Cyd breaks off mid-sigh, her eyes lighting up. “The chest!” she says jubilantly. “We still haven’t looted the acid chest!”
The chest lies where they left it in the black dragon chapel, its lid hanging askew where Aleph wrenched it free. It is brim-full of shining things—silver cups and platters, necklaces of gold, and even the occasional gemstone set into a broach or adorning a button—but as soon as she sees this glittering hoard, Cyd’s animated features become sober again.

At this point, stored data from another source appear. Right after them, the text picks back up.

PR #739, opened 2026-04-23
Fix formatJointPosition & FormatAsInputTask aux-vector reorder bugs

### LINKED ISSUE #738: Joint reordering utilities leave tolerance/velocity/acceleration/effort vectors in original order
Summary

Two related sites in tesseract_planning reorder a waypoint's joint identifiers and position vector but leave joint-correlated auxiliary vectors in the original order. After the call, those auxiliary vectors silently correspond to the wrong joints.

Site 1 — formatJointPosition

tesseract::command_language::formatJointPosition in command_language/src/utils.cpp reorders position (and any seed.position for Cartesian waypoints) to match a caller-supplied joint ordering, then overwrites the stored joint identifiers. It does not permute:

- JointWaypoint::lower_tolerance_, JointWaypoint::upper_tolerance_
- StateWaypoint → JointState::velocity, acceleration, effort
- CartesianWaypoint seed velocity / acceleration / effort

Both the pre-existing std::vector<std::string> overload on master and the new std::vector<JointId> overload introduced by PR #734 have this behavior — the ID overload faithfully preserved the older logic.

Site 2 — FormatAsInputTask

task_composer/planning/src/nodes/format_as_input_task.cpp:144-151:

auto& jwp = mi.getWaypoint().as<JointWaypointPoly>();
if (!jwp.isConstrained() || (jwp.isConstrained() && jwp.isToleranced()))
{
jwp.setJointIds(getJointIds(umi.getWaypoint()));
jwp.setPosition(getJointPosition(umi.getWaypoint()));
}

This path specifically targets toleranced JointWaypoints. It replaces both joint_ids_ and position_ with the post-planning ordering but never touches lower_tolerance_ / upper_tolerance_. If post-planning joint order differs from the user's input ordering — the normal case, since otherwise the reformatting step
would be a no-op — the tolerances silently mis-associate.

Impact

formatProgram is invoked from FormatPlanningInputTask (task_composer/planning/src/nodes/format_planning_input_task.cpp:111) on every planning request that uses the standard input-formatting pipeline, so Site 1 is on the hot path whenever that task is wired up. Site 2 affects the same planner hookups that use
FormatAsInputTask to push post-planning state back into the pre-planning program.

Downstream, trajopt_ifopt_utils.cpp:109-110 consumes the tolerances as:

lower_limit = position + getLowerTolerance();
upper_limit = position + getUpperTolerance();

A mis-ordered tolerance vector produces incorrect joint bounds for the optimizer. Symptoms:

- Silent: no exception, no assertion.
- Only triggers when the supplied ordering differs from the ordering already stored in the waypoint — which is exactly the reason these utilities get called.

Reproduction

Any program whose waypoint joint ordering differs from the manipulator's getJointNames() / getJointIds(), run through either formatProgram (Site 1) or FormatAsInputTask (Site 2). The tolerance-bound mismatch is hard to spot without instrumenting the trajopt constraints.

Proposed fix

For both sites:

1. Compute the permutation index map once (same approach already used for position in Site 1).
2. Apply the same permutation to every joint-correlated vector on the waypoint when its size matches position.
3. Handle mismatched/empty auxiliary vectors defensively — skip when the auxiliary vector is empty, throw when non-empty and size doesn't match position.
4. Add unit tests that exercise a non-identity permutation and verify all auxiliary vectors move with position. Include both JointWaypoint (tolerances) and StateWaypoint (velocity/acceleration/effort) cases, plus the FormatAsInputTask path.

rjoomen:
## Summary
- `formatJointPosition` now applies the same joint-index permutation to every non-empty joint-correlated vector (JointWaypoint tolerances, StateWaypoint velocity/acceleration/effort, Cartesian seed velocity/acceleration/effort). Previously only `position` and `seed.position` were reordered; the rest silently mis-associated.
- `FormatAsInputTask`'s toleranced-JointWaypoint branch now routes through `formatJointPosition` before overwriting `position`, so tolerances follow the new joint ordering.
- Regression tests cover all three waypoint types plus the `FormatAsInputTask` scenario.

## Context
Fixes #738.

Downstream impact: `trajopt_ifopt_utils.cpp` consumes tolerances as `position ± tolerance` to build joint bounds, so a mis-ordered tolerance vector produced incorrect bounds silently.

## Test plan
- [x] New unit tests cover JointWaypoint tolerances, StateWaypoint velocity/accel/effort (including empty-aux case), Cartesian seed aux vectors, and FormatAsInputTask end-to-end.
- [x] \`colcon test --packages-select tesseract_planning\` passes (284/284).

🤖 Generated with [Claude Code](https://claude.com/claude-code)

### DIFF
--- a/command_language/src/utils.cpp
+++ b/command_language/src/utils.cpp
@@ -218,64 +218,96 @@ Eigen::VectorXd getJointPosition(const std::vector<std::string>& joint_names, co
   return output;
 }
 
+namespace
+{
+/// @brief Build an index permutation such that out[i] = in[perm[i]] gives `in` reordered to `target_names`.
+/// Throws if sizes mismatch or a target name is absent from `current_names`.
+std::vector<std::size_t> buildJointPermutation(const std::vector<std::string>& target_names,
+                                               const std::vector<std::string>& current_names)
+{
+  if (current_names.size() != target_names.size())
+    throw std::runtime_error("Joint name sizes do not match!");
+
+  std::vector<std::size_t> perm(target_names.size());
+  for (std::size_t i = 0; i < target_names.size(); ++i)
+  {
+    auto it = std::find(current_names.begin(), current_names.end(), target_names[i]);
+    if (it == current_names.end())
+      throw std::runtime_error("Joint names do not match!");
+    perm[i] = static_cast<std::size_t>(std::distance(current_names.begin(), it));
+  }
+  return perm;
+}
+
+/// @brief Apply `perm` to `vec` in-place. No-op when `vec` is empty.
+/// Throws when `vec` is non-empty but its size does not match `perm`.
+void applyJointPermutation(Eigen::VectorXd& vec, const std::vector<std::size_t>& perm)
+{
+  if (vec.size() == 0)
+    return;
+  if (static_cast<std::size_t>(vec.size()) != perm.size())
+    throw std::runtime_error("Joint-correlated vector size does not match joint count!");
+
+  Eigen::VectorXd out(vec.size());
+  for (std::size_t i = 0; i < perm.size(); ++i)
+    out(static_cast<Eigen::Index>(i)) = vec(static_cast<Eigen::Index>(perm[i]));
+  vec = std::move(out);
+}
+}  // namespace
+
 bool formatJointPosition(const std::vector<std::string>& joint_names, WaypointPoly& waypoint)
 {
-  Eigen::VectorXd* jv{ nullptr };
-  std::vector<std::string>* jn{ nullptr };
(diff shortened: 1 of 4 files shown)


rjoomen:
One thing still to look into: the other vectors that are now ordered as well are checked for size. It might be the case that they are size one to be replicated to the correct number of joint later. If that is the case, size()==1 should so be accepted.

Edit: this is also the one line CodeCov complains about. Will look into this and add a test.

Levi-Armstrong (approved):

Levi-Armstrong:
Looks like clang-tidy is not happy.

PR #744, opened 2026-05-04
Mac Build Fixes

johnwason:


johnwason:
@Levi-Armstrong this is ready

task_composer/core/include/tesseract/task_composer/task_composer_log.h
```diff
@@ -21,6 +21,7 @@
 #include <memory>
 #include <tesseract/common/fwd.h>
 #include <tesseract/task_composer/task_composer_data_storage.h>
+#include <tesseract/common/serialization_extensions.h>
```
Levi-Armstrong, line 24: Does this have to go in the header?

task_composer/core/src/task_composer_keys.cpp
```diff
@@ -79,6 +81,7 @@ bool TaskComposerKeys::operator!=(const TaskComposerKeys& rhs) const { return !o
 
 std::ostream& operator<<(std::ostream& os, const TaskComposerKeys& keys)
 {
+  using namespace std;
```
Levi-Armstrong, line 84: Instead of including the full namespace can we just use the namespace where it is needed?

Levi-Armstrong (changes requested):

task_composer/core/include/tesseract/task_composer/task_composer_log.h
johnwason: searialization_extensions.h is required for TESSERACT_CLASS_EXTENSION later in the header

task_composer/core/src/task_composer_keys.cpp
johnwason: The `using namespace std` is required on Mac for some of the output stream operators. They were not being resolved correctly.

Levi-Armstrong (approved):

PR #742, opened 2026-05-01
Windows Build Fixes

johnwason:
This PR fixes the Windows build.

PR #751, opened 2026-06-01
Restore Cereal template registration in compiled cpp files instead of…

rjoomen:
… via _impl headers for non-Windows builds.

See also https://github.com/tesseract-robotics/tesseract/pull/1305

PR https://github.com/tesseract-robotics/tesseract_planning/pull/742 caused a regression in build memory usage and build times. Reason was the heavy Cereal template instantiation whenever these headers were included. This PR reverts the template registration to cpp files for non-Windows builds.

This also adds [CEREAL_FORCE_DYNAMIC_INIT](https://uscilab.github.io/cereal/assets/doxygen/polymorphic_8hpp.html#a8e0d5df9830c0ed7c60451cf2f873ff5) in the header (non-Windows) to match CEREAL_REGISTER_DYNAMIC_INIT in the cpp.

Windows builds are not affected, the fix of the mentioned PR is still in place for that platform.

### DIFF
--- a/.github/workflows/clang_format.yml
+++ b/.github/workflows/clang_format.yml
@@ -22,5 +22,5 @@ jobs:
           ./.run-clang-format
           if [ $? -ge 1 ]; then return 1; fi
           output=$(git diff)
-          echo $output
+          echo "$output"
           if [ -n "$output" ]; then exit 1; else exit 0; fi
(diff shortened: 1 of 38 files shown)


Levi-Armstrong:
@rjoomen I restarted CI now that the trajopt docker has been updated.

Levi-Armstrong (approved):

Levi-Armstrong:
@rjoomen It looks like conda-mac is failing here. I assume it needs the same fix you did in the tesseract repo.

rjoomen:
> @rjoomen It looks like conda-mac is failing here. I assume it needs the same fix you did in the tesseract repo.

That fix is already in, it's a different cause. I'm investigating.

rjoomen:
Fixed

PR #756, opened 2026-07-07
Fix CartesianWaypoint::print() to include rotation

NickNair:
## Summary

`CartesianWaypoint::print()` only printed the XYZ translation and had a `// TODO: Add rotation` comment. This PR completes it by printing the rotation as a quaternion (xyzw).

## Change

```cpp
const Eigen::Quaterniond q(transform_.rotation());
std::cout << prefix << "Cart WP: xyz=..." << " xyzw=" << q.x() << ", " << q.y() << ", " << q.z() << ", " << q.w() << std::endl;
```
### Test

Verified with basic_cartesian_example in debug mode output now shows:
```
Cart WP: xyz=0.5, -0.2, 0.62 xyzw=0, 1, 0, 0
```
Note: This is a trivial fix but a deliberate first contribution to get familiar with the codebase and contribution workflow.

### DIFF
--- a/command_language/src/cartesian_waypoint.cpp
+++ b/command_language/src/cartesian_waypoint.cpp
@@ -27,10 +27,10 @@ void CartesianWaypoint::print(const std::string& prefix) const
 {
   const Eigen::Quaterniond q(transform_.rotation());
   std::cout << prefix << "Cart WP: xyz=" << transform_.translation().x() << ", " << transform_.translation().y()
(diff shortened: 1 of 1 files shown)


Levi-Armstrong (approved):

NickNair:
The required `Unstable/ noble-unstable (pull_request)` check fail seems to come from `.github/workflows/unstable.yml` as per the co-pilot explanation.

“This must be some of the loot they nicked from Greenest,” she says. The party stare at the riches in silence. While prosperous enough, Greenest is not a wealthy town. It is obvious to everyone that the contents of this chest must represent the villagers’ most precious treasures: things that they scrimped and saved to buy, or have handed down for generations with anxious care.
Aleph grasps the chest by its wrought-iron handles and heaves. It is heavy, but not so heavy that he cannot lift it.
“We will bear it back with us,” he says, speaking for them all. “I am sure that the townsfolk will be glad to see it again.”